Cette étude lui permet de « répondre principalement à deux questions relatives à la construction et à la socialisation du sens du film dans la sphère publique » (p. 130). Et il constate de façon pertinente après avoir analysé la réception médiatique et son contexte que « la construction du sens et son expression par les interprètes autorisés que sont les critiques s’opèrent en fonction d’autres paramètres que ceux de la seule représentation du passé, aussi problématique que soit celui-ci pour les contemporains ». (p. 143). Les résultats sont parfois vraiment étonnants. N’est-il pas en effet a priori surprenant que les journaux juifs aient réagi aussi positivement au film de Benigni ? On apprend également qu’il y aurait eu un vrai décalage entre cette élite journalistique favorable et les lecteurs que les clowneries de Benigni dans un camp de concentration auraient moyennement fait rire. Tant il est vrai, et le livre en est une preuve tout du long, que l’image probablement plus que tout autre support, provoque des réactions incroyablement contrastées. Les réactions négatives à ce film sont bien analysées entre dénonciation d’une « presse complice », le « refus de voir et le regret d’avoir vu » et l’analyse des « positionnements générationnels » tout à fait importants (une étude sur ces questions reste à faire).

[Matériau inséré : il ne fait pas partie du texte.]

PR #435, opened 2018-07-04
chore: ensure rogue node_modules folders aren't published

watson:


watson:
Backstory: I had a `benchmarks` folder in the root of the module locally that I hadn't checked in which contained a lot of benchmark scripts. Any node module that the benchmark scripts used was installed in `benchmarks/node_modules`. Before doing `npm publish` I would first `git add -A && git stash` to ensure none of  the benchmark scripts was included in the published package. But since the `benchmarks/node_modules` folder was excluded by `.gitignore` those wouldn't be stashed. And you'd think that all was stashed because it wouldn't show up when running `npm status`. But npm would still include the entire `benchmarks/node_modules` in the published package (I caught this in time because the new npm version lists the content of the package just as it's about to publish it, so I could abort the publish before it completed)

Je retiendrais enfin, comme particulièrement stimulant, le chapitre 9 dans lequel Jacques Walter étudie un des premiers cédéroms français de 1997 : Histoires du ghetto de Varsovie. Fenêtres sur la mémoire. Les problèmes que pose ce nouveau média dans la représentation du passé sont tout à fait nouveaux. C’est l’occasion en effet de s’interroger sur la rencontre entre l’histoire et les TIC, les technologies de l’information et de la communication. Est-ce que les prouesses techniques, les labyrinthes et arborescences proposés par le cédérom, est-ce que le caractère profondément ludique, rapide, zappeur du cédérom n’est pas intrinsèquement contradictoire avec l’histoire science de la durée, et de la Shoah, sujet tragique s’il en est ?

Ce livre, on l’aura compris, pose des questions importantes à une époque où les questions de mémoire viennent de prendre un tournant inattendu, en se retournant contre leurs « inventeurs » scientifiques, les historiens.

Isabelle Veyrat-Masson

Recension publiée dans Le Temps des médias, n° 6, printemps 2006, p. 236-238.